分布式算法代写 Exercise of Asynchronous Network Algorithms

Exercise of Asynchronous Network Algorithms (II)

Chapter 15, Lynch, Nancy A. Distributed Algorithms, Morgan Kaufmann Series in Data Management Systems. Elsevier Science. Kindle Edition.

Master student: do (2 -6) of the following exercise.

Reseach student: do all exercises

1. (15.28.) Give an upper bound for the time complexity of the AsynchBellmanFord shortest paths algorithm. It should be as tight as you can make it.
2. (15.29.) Write precondition-effect code for a modification of AsynchBellmanFord in which processes produce parent and distance outputs, by means of an acknowledgment protocol.

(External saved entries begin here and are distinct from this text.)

PR #672, opened 2021-11-23
Add support case activity logging

kennyevil:
## Changes in this PR

Adds ActivityLogItem for support cases.


app/services/support/record_support_case_action.rb
```diff
@@ -0,0 +1,67 @@
+module Support
+  # Track support case activity in controller actions
+  #
+  # @see Support::ActivityLogItem
+
+  class RecordSupportCaseAction
+    class UnexpectedActionType < StandardError; end
+
+    ACTION_TYPES = %w[
```
peterdavidhamilton, line 9: I think we should keep the imperative mood of the actions so `open_case` rather than `opening_case`.

app/services/support/record_support_case_action.rb
```diff
@@ -0,0 +1,67 @@
...
+      changing_state
+      resolving_case
+      closing_case
+    ].freeze
+
+    # @param action [String]
+    # @param support_case_id [UUID]
+    # @param data [Hash]
+    #
+
```
peterdavidhamilton, line 22: Might need to tidy the YARD syntax a little, remove line gap and change UUID to String. Could we also adopt `dry-intitializer` here instead so that we can benefit from type checking the action when we initialise.

peterdavidhamilton (changes requested):
Does it make sense to also use `Support::RecordAction` and follow the same naming convention in the namespace?

app/services/support/record_action.rb
```diff
@@ -0,0 +1,70 @@
...
+      resolve_case
+      close_case
+    ].freeze
+
+    # TODO: add RecordAction for change_service_level, change_state and close_case when
+    # functionality has been added to the case controllers
+
+    # @!attribute action
+    #   @return [String]
+    option :action, Types::String
```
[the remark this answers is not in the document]
peterdavidhamilton: We could still report to rollbar by rescuing in the controller methods though. What's your opinion?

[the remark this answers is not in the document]
kennyevil: There's very few places that this action is called and certainly none of them can be affected by a malicious user. It feels like a custom error isn't really necessary as it probably isn't ever going to be used. If there is an issue with the code, having the stack trace from a standard rollbar error will probably be enough to determine the cause. I'll take out the custom error type.

spec/services/support/record_action_spec.rb
```diff
@@ -31,25 +31,7 @@
             action: "invalid_action",
             support_case_id: support_case.id,
           ).call
```
peterdavidhamilton, line 33: This will error even before we get to call it so it would be good to have the `call` removed.

peterdavidhamilton (changes requested):
```ruby
context "when the action does has additional parameters specified" do
end
```

The spec could be improved with a tweak to the text

app/services/support/record_action.rb
```diff
@@ -0,0 +1,44 @@
...
+      open_case
+      add_interaction
+      change_category
+      change_service_level
+      change_state
+      resolve_case
+      close_case
+    ].freeze
+
+    # TODO: add RecordAction for change_service_level, change_state and close_case when
```
peterdavidhamilton, line 21: Could we move this up so the comment is on the Constant please

app/services/support/record_action.rb
```diff
@@ -0,0 +1,44 @@
...
+
+    # @!attribute support_case_id
+    #   @return [String]
+    option :support_case_id, Types::String
+
+    # @!attribute data
+    #   @return [Hash]
+    option :data, Types::Hash, default: proc { {} }
+
+    def call
```
peterdavidhamilton, line 36: It would be good to have the `@return` value in our docs

spec/services/support/record_action_spec.rb
```diff
@@ -0,0 +1,38 @@
...
+  let(:support_case) { create(:support_case) }
+
+  describe "#call" do
+    it "records the action in the database" do
+      action = described_class.new(
+        action: "open_case",
+        support_case_id: support_case.id,
+      ).call
+
+      expect(action.action).to eq "open_case"
```
peterdavidhamilton, line 11: It would be good to follow the convention of naming the POROs in the service directory as `service` in the specs. Here it would avoid having `action.action`.

app/controllers/support/interactions_controller.rb
```diff
@@ -33,6 +35,16 @@ def safe_interaction
         redirect_to(support_case_path(current_case))
     end
 
+    def record_support_case_activity_log_item
```
peterdavidhamilton, line 38: From a design perspective would it make sense to have a common method name in our controllers for logging transactions. The controller is setting the context in my opinion, and the namespace is clarifying the database table. So `log_activity` or `record_action` could be used instead; 6 snake-cased words seems a bit unwieldy.

peterdavidhamilton: `record_case_categorisation_change`, `record_case_resolved`, `record_support_case_activity_log_item`, `record_case_opening` - These methods serve the same purpose. it would make any refactoring easier and could facilitate the Rollbar reporting. Setting it in a base controller method that we overwrite, like `super("action_name", {arbitary: "data"})`

peterdavidhamilton:
[Manual export of service activity data](https://trello.com/c/ZuoGbMQg/107-manual-export-of-service-activity-data)

spec/services/support/record_action_spec.rb
```diff
@@ -1,37 +1,31 @@
...
-    it "records the action in the database" do
-      action = described_class.new(
-        action: "open_case",
-        support_case_id: support_case.id,
-      ).call
+    let(:action) { "open_case" }
 
-      expect(action.action).to eq "open_case"
+    it "records the action in the database" do
+      expect(service.call.action).to eq "open_case"
```
peterdavidhamilton, line 11: Could we assert that the log entries increment by one

app/controllers/support/application_controller.rb
```diff
@@ -19,5 +19,13 @@ def authenticate_agent!
 
       redirect_to support_root_path, notice: "You are not a recognised case worker"
     end
+
+    def record_action(support_case_id:, action:, data: {})
```
peterdavidhamilton, line 23: Could we make the param `case_id`, we only have "support" floating around because of our namespacing but I don't want it to influence methods etc

peterdavidhamilton (approved):

d-a-v-e (approved):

Prove the correctness correctness of your protocol and analyze its complexity.
3. (15.30.) Design an algorithm to find the shortest paths from a fixed source node i0 to all other nodes in the network. Your algorithm should have a much better time bound than the AsynchBellmanFord algorithm, say, O (n( l + d)).
4. (15.32.) Give complete precondition-effect code for the GHS minimum spanning tree algorithm.
5. (15.33.) Consider the GHS minimum spanning tree algorithm. (a) State and prove carefully an upper bound on the time from when the first process awakens until the last process announces its results. You may assume that a preliminary protocol is used to awaken all the nodes as quickly as possible. (b) How tight is the upper bound you proved in (a)? That is, describe a particular execution of the algorithm that takes time that is as close as you can get to your upper bound. 15.34. Describe an execution of GHS in which a reject message arrives at process i along channel Cj,i, in response to a previous test message by i, at a time when i classifies edge (i, j) as a branch edge. Argue that the algorithm handles this case correctly.
6. (15.43.) Consider a “banking system” in which each process in a network keeps a number indicating an amount of money. We assume, for simplicity, that there are no external deposits or withdrawals, but messages travel between processes at arbitrary times, containing money that is being “transferred” from one location to another. The channels preserve FIFO order. Design a distributed network algorithm that allows each process to decide on (that is, to output) its own balance, so that the total of all the balances is the correct amount of money in the system.

Assume that the execution of this algorithm is triggered by signals arriving from the outside, at one or more of the system locations. (These signals could happen at any time and could happen at different times at different locations.)